- _Source material_:
--- START ---
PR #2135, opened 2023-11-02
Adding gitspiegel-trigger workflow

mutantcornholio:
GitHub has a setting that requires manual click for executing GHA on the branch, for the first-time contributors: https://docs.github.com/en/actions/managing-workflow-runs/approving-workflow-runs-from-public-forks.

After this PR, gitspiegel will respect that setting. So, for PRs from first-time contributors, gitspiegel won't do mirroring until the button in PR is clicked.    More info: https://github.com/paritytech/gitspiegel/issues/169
--- END ---
- _What to do_: Taking the entries above, write out exactly each line from the one holding "Adding gitspiegel-trigger workflow" to the one holding "GitHub has a", both included, and stop there.

- _Your response_:
Adding gitspiegel-trigger workflow

mutantcornholio:
GitHub has a setting that requires manual click for executing GHA on the branch, for the first-time contributors: https://docs.github.com/en/actions/managing-workflow-runs/approving-workflow-runs-from-public-forks.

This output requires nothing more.